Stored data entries
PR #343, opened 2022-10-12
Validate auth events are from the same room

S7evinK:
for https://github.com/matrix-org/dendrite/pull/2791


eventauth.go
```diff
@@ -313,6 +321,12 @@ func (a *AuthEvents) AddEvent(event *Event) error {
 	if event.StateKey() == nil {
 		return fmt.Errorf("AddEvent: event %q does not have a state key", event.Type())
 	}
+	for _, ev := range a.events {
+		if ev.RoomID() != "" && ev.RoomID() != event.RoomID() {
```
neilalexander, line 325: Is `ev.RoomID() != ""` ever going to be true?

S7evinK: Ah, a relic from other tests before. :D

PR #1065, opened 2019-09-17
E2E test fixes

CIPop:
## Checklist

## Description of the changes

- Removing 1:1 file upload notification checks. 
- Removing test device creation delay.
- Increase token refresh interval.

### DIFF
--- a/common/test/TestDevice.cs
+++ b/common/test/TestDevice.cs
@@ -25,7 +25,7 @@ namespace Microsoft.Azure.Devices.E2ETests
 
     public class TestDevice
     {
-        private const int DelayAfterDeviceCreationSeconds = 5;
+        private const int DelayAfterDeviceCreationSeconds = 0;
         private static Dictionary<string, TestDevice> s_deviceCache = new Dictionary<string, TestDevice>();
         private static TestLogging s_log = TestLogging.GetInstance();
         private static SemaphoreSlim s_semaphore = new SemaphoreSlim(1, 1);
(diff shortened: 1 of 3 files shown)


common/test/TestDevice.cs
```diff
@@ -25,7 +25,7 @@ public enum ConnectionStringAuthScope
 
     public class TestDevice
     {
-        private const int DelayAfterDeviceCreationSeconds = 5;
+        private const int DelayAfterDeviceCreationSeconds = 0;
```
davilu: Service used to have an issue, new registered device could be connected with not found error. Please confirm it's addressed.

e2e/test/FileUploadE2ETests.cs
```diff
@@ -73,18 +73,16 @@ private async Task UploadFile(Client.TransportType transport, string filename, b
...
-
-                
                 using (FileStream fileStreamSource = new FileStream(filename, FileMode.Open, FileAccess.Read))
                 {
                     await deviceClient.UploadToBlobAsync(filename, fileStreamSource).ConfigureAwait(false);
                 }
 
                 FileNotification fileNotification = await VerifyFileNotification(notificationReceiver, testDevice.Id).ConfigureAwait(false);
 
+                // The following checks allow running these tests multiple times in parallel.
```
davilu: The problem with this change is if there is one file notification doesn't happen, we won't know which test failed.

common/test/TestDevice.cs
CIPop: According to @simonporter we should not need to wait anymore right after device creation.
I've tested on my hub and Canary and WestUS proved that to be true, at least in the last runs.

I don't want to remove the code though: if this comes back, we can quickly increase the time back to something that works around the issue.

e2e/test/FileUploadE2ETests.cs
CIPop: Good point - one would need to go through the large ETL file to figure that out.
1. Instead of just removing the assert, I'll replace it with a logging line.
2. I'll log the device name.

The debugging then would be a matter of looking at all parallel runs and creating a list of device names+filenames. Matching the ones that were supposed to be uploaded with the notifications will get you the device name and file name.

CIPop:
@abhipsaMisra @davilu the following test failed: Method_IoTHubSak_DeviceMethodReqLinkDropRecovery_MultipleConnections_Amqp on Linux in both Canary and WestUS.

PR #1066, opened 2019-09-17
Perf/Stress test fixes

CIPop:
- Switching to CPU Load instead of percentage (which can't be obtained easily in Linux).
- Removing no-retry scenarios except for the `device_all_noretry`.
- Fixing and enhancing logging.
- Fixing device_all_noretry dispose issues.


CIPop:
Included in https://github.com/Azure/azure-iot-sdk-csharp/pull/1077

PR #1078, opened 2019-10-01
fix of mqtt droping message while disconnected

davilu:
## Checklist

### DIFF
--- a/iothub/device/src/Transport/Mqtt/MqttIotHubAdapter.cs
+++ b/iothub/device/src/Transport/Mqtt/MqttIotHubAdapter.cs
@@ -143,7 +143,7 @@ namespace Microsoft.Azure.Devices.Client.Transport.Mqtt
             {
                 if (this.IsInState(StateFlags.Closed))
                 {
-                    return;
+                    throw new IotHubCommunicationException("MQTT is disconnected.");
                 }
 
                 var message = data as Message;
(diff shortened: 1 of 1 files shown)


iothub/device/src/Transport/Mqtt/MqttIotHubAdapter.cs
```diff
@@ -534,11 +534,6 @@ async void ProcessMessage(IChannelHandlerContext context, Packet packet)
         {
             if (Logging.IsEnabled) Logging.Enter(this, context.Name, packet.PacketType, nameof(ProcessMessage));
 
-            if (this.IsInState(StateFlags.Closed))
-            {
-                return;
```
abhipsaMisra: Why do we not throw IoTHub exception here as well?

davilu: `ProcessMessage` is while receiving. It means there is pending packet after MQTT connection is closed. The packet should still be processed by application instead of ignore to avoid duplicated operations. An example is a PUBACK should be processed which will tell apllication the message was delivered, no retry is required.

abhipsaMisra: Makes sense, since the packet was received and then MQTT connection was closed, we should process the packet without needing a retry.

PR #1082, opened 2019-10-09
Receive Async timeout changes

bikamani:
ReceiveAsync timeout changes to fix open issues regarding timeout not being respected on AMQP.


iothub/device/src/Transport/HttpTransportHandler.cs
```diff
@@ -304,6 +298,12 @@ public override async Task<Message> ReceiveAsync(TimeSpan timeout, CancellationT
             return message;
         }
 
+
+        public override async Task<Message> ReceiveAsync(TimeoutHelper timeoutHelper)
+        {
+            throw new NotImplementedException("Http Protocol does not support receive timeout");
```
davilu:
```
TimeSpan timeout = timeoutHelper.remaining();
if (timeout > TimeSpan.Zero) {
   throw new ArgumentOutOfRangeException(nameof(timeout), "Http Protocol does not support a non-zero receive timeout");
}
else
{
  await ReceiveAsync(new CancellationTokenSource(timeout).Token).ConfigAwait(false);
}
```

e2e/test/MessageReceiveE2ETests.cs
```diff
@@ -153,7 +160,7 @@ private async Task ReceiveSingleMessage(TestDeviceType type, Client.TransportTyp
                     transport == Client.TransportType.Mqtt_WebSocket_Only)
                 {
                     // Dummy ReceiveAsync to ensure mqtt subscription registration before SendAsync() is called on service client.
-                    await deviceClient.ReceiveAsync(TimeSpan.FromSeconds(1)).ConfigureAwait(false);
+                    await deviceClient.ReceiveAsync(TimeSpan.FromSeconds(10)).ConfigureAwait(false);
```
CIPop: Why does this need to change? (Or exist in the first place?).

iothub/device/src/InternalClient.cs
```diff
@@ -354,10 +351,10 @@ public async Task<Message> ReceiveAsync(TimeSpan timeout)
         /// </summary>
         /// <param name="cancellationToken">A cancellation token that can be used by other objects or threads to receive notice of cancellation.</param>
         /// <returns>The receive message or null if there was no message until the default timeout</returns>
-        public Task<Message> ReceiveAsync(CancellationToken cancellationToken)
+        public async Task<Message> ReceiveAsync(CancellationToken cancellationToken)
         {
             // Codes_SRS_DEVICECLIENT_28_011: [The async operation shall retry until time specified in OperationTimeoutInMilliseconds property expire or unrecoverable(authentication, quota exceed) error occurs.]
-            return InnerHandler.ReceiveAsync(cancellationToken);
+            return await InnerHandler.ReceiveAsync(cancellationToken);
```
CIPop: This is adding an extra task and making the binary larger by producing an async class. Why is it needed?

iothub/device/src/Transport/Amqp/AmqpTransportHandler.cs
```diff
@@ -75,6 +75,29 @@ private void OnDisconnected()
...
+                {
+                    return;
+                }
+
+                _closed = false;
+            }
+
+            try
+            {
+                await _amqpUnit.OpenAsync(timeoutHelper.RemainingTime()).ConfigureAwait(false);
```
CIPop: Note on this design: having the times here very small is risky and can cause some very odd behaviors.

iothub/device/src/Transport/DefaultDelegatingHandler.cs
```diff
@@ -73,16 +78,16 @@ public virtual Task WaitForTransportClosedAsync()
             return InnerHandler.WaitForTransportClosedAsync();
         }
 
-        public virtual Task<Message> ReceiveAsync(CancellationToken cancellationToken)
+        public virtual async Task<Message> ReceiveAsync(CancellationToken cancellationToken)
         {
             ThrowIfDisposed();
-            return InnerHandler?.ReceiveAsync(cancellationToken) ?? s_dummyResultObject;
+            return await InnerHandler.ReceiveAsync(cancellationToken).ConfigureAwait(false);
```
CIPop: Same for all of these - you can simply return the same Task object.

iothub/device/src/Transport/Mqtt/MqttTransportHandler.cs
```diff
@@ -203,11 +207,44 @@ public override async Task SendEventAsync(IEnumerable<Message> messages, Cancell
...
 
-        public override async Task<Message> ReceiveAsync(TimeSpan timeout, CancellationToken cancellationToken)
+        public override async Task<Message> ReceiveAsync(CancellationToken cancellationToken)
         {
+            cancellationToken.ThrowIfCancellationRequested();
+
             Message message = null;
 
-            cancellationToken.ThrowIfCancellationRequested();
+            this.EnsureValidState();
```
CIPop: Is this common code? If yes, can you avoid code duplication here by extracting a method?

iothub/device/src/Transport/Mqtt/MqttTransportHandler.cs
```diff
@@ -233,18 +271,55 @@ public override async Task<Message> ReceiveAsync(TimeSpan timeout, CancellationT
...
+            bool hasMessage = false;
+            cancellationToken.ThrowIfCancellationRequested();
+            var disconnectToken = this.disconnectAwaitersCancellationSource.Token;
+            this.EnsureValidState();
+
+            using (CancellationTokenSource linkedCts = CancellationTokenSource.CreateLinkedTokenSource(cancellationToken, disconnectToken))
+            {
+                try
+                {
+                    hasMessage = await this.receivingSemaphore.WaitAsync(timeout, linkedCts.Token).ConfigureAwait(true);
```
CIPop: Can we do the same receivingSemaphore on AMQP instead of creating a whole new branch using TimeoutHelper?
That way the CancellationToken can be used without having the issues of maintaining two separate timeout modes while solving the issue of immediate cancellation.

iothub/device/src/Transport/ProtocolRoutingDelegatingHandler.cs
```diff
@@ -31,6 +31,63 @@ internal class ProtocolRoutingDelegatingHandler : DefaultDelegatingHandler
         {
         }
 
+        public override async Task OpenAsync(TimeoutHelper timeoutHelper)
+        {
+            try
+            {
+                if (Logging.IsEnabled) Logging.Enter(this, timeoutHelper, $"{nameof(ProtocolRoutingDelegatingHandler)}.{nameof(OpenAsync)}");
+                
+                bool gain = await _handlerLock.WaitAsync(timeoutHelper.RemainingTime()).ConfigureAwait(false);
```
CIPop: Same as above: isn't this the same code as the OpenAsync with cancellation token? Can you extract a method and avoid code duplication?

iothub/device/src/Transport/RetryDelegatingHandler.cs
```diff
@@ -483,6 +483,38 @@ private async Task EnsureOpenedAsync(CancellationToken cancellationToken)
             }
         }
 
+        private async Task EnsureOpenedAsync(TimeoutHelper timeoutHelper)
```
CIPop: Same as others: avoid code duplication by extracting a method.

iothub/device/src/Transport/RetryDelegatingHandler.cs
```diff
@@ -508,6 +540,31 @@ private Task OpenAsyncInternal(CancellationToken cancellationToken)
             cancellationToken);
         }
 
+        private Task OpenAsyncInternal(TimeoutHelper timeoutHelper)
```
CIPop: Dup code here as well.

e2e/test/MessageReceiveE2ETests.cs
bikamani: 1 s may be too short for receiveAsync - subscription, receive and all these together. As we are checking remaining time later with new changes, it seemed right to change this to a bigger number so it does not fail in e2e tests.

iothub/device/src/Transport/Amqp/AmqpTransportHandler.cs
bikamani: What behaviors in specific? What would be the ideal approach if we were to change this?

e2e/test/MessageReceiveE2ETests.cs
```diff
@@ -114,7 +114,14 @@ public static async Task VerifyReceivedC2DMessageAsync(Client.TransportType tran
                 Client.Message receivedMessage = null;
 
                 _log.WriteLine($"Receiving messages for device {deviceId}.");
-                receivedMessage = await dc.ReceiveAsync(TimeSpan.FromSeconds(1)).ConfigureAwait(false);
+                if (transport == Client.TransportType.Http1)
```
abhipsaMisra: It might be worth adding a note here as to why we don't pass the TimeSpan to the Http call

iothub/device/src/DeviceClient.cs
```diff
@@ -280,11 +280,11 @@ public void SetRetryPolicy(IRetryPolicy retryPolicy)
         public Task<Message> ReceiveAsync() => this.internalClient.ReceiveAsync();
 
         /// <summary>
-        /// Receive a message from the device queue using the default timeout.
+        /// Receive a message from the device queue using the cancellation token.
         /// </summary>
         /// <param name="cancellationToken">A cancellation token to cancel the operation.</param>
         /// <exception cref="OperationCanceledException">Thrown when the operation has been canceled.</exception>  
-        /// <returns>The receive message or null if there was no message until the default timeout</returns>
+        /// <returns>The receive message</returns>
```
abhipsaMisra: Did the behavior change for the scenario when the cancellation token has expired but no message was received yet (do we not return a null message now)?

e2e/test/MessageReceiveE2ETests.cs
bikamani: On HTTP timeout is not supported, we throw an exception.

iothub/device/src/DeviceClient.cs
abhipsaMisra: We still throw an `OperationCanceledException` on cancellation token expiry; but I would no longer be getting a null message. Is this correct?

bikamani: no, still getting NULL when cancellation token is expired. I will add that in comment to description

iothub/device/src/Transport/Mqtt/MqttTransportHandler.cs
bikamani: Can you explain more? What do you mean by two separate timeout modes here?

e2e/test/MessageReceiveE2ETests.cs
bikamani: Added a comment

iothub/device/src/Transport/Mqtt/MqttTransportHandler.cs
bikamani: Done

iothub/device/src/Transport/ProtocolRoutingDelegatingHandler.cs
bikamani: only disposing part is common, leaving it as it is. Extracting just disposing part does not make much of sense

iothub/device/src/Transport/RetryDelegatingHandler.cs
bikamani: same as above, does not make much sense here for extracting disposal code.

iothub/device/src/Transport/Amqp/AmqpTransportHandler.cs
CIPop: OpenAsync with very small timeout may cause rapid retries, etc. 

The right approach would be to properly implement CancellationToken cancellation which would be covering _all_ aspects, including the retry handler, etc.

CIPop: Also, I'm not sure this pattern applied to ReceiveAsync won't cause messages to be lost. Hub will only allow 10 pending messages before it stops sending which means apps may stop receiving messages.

## [Problem statement]
Reproduce each line from the records that contains the word "WaitAsync".

## [Result for this exercise]
+                    hasMessage = await this.receivingSemaphore.WaitAsync(timeout, linkedCts.Token).ConfigureAwait(true);
+                bool gain = await _handlerLock.WaitAsync(timeoutHelper.RemainingTime()).ConfigureAwait(false);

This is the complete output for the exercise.